:: AIM OF THE TASK ::
Sort through the entries below and pull out lines containing the word "pokemon".

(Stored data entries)
== Segment start ==

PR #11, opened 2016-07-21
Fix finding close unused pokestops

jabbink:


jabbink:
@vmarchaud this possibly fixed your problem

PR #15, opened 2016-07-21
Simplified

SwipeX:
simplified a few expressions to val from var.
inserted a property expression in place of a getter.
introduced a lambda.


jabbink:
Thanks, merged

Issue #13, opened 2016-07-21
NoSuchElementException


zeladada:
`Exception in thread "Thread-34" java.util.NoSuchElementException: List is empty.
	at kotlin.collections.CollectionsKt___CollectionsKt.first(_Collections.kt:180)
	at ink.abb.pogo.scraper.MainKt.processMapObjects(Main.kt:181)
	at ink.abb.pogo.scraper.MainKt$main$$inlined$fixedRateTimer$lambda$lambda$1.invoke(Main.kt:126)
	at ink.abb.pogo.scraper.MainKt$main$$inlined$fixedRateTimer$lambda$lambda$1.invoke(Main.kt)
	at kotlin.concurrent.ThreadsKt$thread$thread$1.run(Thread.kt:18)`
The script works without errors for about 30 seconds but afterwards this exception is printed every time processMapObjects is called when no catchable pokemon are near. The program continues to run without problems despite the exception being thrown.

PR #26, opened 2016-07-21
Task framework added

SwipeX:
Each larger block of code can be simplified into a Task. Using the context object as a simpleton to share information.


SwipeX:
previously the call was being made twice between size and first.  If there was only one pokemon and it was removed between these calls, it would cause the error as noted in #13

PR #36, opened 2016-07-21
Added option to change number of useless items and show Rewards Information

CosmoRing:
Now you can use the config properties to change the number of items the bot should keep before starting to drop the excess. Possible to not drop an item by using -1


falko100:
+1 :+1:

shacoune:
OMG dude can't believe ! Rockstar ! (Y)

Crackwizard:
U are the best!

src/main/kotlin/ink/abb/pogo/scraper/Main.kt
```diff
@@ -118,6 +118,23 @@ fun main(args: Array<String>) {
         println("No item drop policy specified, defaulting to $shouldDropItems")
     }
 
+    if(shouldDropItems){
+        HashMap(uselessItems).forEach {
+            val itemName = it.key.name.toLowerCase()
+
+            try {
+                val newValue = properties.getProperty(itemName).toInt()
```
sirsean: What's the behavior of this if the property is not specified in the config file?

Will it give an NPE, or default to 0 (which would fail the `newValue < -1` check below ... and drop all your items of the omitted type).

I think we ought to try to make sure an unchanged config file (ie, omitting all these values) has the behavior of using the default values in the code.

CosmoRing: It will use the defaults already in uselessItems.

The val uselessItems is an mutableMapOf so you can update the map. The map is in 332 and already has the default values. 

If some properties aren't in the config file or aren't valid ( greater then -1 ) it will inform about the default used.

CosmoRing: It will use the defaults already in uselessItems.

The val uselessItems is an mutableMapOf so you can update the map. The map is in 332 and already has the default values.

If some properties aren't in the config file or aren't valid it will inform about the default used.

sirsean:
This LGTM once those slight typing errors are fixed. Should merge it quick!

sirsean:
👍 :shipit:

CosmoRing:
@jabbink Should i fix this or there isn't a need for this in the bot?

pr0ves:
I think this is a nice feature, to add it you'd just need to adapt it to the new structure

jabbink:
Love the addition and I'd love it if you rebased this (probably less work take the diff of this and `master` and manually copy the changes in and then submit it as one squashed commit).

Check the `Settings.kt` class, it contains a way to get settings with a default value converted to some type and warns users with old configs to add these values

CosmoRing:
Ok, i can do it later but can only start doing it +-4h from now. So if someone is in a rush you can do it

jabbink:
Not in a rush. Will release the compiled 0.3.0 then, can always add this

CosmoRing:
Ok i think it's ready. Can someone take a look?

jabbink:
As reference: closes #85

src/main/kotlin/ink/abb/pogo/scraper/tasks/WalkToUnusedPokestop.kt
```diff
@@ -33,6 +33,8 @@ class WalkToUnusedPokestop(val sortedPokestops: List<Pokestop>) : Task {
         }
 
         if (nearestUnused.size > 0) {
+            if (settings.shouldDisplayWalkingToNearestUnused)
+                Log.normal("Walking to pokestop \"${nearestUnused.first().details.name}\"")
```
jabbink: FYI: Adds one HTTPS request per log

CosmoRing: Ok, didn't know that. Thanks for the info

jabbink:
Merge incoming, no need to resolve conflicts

== Segment end ==

:: EXPECTED ANSWER ::
The script works without errors for about 30 seconds but afterwards this exception is printed every time processMapObjects is called when no catchable pokemon are near. The program continues to run without problems despite the exception being thrown.
previously the call was being made twice between size and first.  If there was only one pokemon and it was removed between these calls, it would cause the error as noted in #13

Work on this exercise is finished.